▸ **PROBLEM STATEMENT**:
Among the lines below, copy exactly those from the one with "PR #108, opened 2022-03-08" through the one with "This PR is to", counting both ends.

╭─ EXTRACTED ENTRIES

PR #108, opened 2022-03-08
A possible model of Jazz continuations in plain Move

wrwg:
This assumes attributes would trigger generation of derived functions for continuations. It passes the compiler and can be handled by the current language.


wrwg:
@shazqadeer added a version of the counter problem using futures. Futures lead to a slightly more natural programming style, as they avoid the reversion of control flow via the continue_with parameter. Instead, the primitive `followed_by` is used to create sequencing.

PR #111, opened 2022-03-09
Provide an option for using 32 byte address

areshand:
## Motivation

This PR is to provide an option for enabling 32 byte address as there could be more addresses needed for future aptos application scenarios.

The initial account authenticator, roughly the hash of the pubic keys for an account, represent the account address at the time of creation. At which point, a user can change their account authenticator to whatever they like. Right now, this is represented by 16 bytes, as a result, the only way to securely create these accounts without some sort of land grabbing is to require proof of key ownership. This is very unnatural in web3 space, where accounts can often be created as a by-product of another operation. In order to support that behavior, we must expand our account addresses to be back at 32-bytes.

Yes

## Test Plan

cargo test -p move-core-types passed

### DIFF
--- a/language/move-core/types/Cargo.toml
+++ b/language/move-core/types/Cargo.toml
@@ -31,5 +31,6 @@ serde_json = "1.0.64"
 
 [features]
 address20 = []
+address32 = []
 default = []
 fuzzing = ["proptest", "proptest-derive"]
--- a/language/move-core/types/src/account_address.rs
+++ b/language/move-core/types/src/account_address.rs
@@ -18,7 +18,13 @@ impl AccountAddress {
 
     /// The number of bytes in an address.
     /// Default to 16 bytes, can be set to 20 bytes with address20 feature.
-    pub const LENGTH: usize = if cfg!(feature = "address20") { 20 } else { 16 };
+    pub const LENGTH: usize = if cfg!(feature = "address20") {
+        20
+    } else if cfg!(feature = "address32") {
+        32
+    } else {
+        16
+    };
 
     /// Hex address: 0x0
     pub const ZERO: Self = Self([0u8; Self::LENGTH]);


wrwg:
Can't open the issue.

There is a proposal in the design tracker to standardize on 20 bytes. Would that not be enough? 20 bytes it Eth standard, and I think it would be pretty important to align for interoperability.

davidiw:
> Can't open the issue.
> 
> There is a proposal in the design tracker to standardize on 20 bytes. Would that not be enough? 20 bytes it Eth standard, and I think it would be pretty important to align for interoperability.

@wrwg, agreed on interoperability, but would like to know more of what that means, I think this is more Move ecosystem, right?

╰─
╭─ EXTRACTED ENTRIES

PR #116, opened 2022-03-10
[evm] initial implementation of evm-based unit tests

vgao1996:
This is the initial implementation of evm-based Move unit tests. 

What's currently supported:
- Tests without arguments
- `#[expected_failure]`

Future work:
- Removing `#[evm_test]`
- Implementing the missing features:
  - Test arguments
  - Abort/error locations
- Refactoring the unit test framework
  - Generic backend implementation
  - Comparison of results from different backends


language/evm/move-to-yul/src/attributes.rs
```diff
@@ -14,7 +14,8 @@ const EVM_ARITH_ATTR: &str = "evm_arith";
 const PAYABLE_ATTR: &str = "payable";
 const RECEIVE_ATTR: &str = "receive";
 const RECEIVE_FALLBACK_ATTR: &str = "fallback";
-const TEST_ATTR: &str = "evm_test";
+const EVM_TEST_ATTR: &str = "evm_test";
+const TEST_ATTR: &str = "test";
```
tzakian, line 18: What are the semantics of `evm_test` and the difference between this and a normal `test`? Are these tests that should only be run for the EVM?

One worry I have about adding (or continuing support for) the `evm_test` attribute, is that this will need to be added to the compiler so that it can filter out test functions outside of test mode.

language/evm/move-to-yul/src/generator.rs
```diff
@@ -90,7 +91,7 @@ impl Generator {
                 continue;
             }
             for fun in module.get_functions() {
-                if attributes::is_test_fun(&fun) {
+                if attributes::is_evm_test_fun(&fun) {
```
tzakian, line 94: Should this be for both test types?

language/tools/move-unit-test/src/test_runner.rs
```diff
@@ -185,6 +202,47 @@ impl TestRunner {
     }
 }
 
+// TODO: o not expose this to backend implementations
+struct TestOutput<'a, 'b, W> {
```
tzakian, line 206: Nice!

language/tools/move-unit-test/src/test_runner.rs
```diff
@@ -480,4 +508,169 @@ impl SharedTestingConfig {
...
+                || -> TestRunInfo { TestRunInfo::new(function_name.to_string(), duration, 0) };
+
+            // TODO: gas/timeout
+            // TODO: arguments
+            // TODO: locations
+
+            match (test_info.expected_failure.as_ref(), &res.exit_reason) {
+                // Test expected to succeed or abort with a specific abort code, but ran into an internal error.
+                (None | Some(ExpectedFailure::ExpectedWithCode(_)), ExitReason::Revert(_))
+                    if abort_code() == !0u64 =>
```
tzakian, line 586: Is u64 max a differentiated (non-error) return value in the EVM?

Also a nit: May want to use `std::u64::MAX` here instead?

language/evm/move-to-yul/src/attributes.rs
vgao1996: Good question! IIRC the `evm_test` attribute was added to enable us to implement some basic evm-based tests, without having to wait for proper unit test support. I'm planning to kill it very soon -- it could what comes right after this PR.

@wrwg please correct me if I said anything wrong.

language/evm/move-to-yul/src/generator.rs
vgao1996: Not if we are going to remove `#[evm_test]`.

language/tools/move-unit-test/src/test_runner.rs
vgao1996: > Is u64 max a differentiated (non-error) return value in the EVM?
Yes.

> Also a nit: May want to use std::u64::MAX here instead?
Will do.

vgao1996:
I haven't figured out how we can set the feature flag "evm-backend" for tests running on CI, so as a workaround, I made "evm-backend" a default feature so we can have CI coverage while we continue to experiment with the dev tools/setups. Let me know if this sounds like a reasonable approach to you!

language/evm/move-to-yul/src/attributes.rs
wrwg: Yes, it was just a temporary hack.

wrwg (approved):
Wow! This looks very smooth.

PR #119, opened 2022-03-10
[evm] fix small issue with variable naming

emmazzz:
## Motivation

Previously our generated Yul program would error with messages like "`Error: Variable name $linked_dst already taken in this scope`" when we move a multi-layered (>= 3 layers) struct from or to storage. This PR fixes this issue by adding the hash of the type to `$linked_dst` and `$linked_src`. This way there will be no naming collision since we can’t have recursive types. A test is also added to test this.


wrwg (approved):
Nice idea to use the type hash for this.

╰─

▸ **ANSWER BOX**:
PR #108, opened 2022-03-08
A possible model of Jazz continuations in plain Move

wrwg:
This assumes attributes would trigger generation of derived functions for continuations. It passes the compiler and can be handled by the current language.


wrwg:
@shazqadeer added a version of the counter problem using futures. Futures lead to a slightly more natural programming style, as they avoid the reversion of control flow via the continue_with parameter. Instead, the primitive `followed_by` is used to create sequencing.

PR #111, opened 2022-03-09
Provide an option for using 32 byte address

areshand:
## Motivation

This PR is to provide an option for enabling 32 byte address as there could be more addresses needed for future aptos application scenarios.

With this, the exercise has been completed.